Ongoing clashes between South Sudan government forces and rebels will be the key item on the agenda as African Union leaders meet in Kigali on Sunday. The Burundi crisis is also to be addressed.
On Friday, relative calm had returned to South Sudan's capital Juba but the UN has warned of the likelihood of fresh fighting amid rising tension. The UN mission in South Sudan (UNMISS) said it is evacuating all its non-essential staff following reports that government troops were targeting UN staff and foreign aid workers.
"The reports include allegations of the killing of at least one South Sudanese national working for an international NGO, as well as rapes, including of international NGO staff. UN staff members have also been assaulted," UN spokesman Stephane Dujarric said.
The recent violence in Juba which claimed more than 200 lives and displaced 40,000 is a huge blow to the AU's aim of bringing peace to the continent by 2020. "What has happened in South Sudan is totally unacceptable," said Nkosazana Dlamini-Zuma, the outgoing AU chairperson.

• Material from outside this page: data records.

PR #278, opened 2019-09-09
Standalone exec

msarahan:


msarahan:
standalone exec moved to own repo: https://github.com/AnacondaRecipes/conda-standalone-feedstock

PR #279, opened 2019-09-16
use dd to unpack shar instead of tail -c

### LINKED ISSUE #272: Miniconda breaks for old versions (or an old version?) of `tail`
Based on <https://repo.continuum.io/miniconda/Miniconda3-latest-Linux-x86_64.sh> at `v4.7.10`.

On an old Linux that has `tail` from GNU coreutils 8.12 / April 2015.

The file contains 
```shell
[...]
printf "Unpacking payload ...\n"
if ! tail -c +000000000000018891 "$THIS_PATH" | tail -c +9231072 | tail -c +2 | "$CONDA_EXEC" constructor --extract-tar --prefix "$PREFIX"; then
    printf "ERROR: could not extract tar starting at offset 000000000000018891+9231072+2\\n" >&2
    exit 1
fi
[...]
```
Here, the `tail`s later in the pipe are supposed to read from stdin but have no explicit `-`.  For more recent GNU coreutils, `tail -c` seems to default to stdin:
```bash
$ man -P cat tail | tail -n1
GNU coreutils 8.25                         February 2017                                    TAIL(1)
$ seq 1 9 | tail -c 2
9
```

For GNU coreutils 8.12, this is not true:
```bash
$ man -P cat 1 tail | tail -n 1
GNU coreutils 8.12                April 2015                           TAIL(1)
$ seq 1 9 | tail -c 2
tail: cannot open `2' for reading: No such file or directory
```

msarahan:
fixes #272

### DIFF
--- a/constructor/header.sh
+++ b/constructor/header.sh
@@ -3,7 +3,6 @@
 # NAME:  __NAME__
 # VER:   __VERSION__
 # PLAT:  __PLAT__
-# BYTES: @SIZE_BYTES@
 # LINES: @LINES@
 # MD5:   __MD5__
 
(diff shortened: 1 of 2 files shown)


mingwandroid:
Does `dd` come with every linux distro?

msarahan:
it's part of coreutils, same as head & tail. This is not a new requirement at least.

She called on the leaders, President Salva Kiir and his deputy Riek Machar, to protect their people and not be the cause for their suffering.
South Sudan's crisis was triggered in December 2013 by a political battle between Kiir and Machar. A peace deal signed in August by the two leaders to end the civil war is now in doubt after the latest violence.
Divisions over who should head the AU Commission could complicate any efforts to bring peace to South Sudan. The three main contenders, Botswana's Foreign Minister Pelonomi Venson-Moitoi, her Guinean compatriot Agapito Mba Mokuy and Uganda's former vice president Specioza Wandira-Kazibwe, have all been described as "lacking stature" by several African countries.
If none of them wins outright, the vote could be postponed until January 2017 at the next AU summit in Addis Ababa. According to the AU Commission spokesman Jacob Enoh Eben, the Commission is ready for the crucial vote. "There are rumors, but it's up to the heads of state to decide if they want to vote or not," Enoh Eben said.
Another important item on the agenda for the African Union will be to seek a lasting solution to the Burundian crisis. Hundreds of people have been killed since President Pierre Nkurunziza stated he would run for a third controversial term in April 2015.
Several top military officers have been targeted including Hafsa Mossi, a former Burundian government minister for East African Community Affairs, who was shot dead on Wednesday by unknown gunmen.
So far, all efforts to end the crisis have borne little fruit, with the government shunning the latest effort in Tanzania attended by opposition and civil society members.
The Burundian government has consistently rejected suggestions by the AU to deploy 5,000 peacekeeping troops, saying it will prevent such a force from crossing its borders.
Sudan's Bashir: welcomed but also wanted
Rwanda has insisted that Sudan's President Omar al-Bashir is "very welcome" to attend the AU summit in Kigali. Bashir is wanted by the International Criminal Court (ICC) to answer charges of war crimes, crimes against humanity and genocide allegedly committed in the restive Darfur region. 300,000 people have been killed in Darfur, according to the UN.
Rwanda's top envoy, Louise Mushikiwabo, told reporters that her nation has no obligation and no right to arrest anybody.
Rwanda is not a signatory of the Rome Statute which founded the ICC. Mushikiwabo also dismissed a request by the ICC to arrest Bashir should he set foot in Rwanda. "We are too busy to pay attention to that kind of thing," she said. Mushikiwabo referred to the ICC request as a "distraction."
"Anybody who is invited by the African Union will be here in Kigali and would be very welcome and would be under the protection of this country as should be customary," Mushikiwabo added. African leaders have become increasingly critical of the ICC, accusing it of targeting countries in Africa while turning a blind eye to western countries.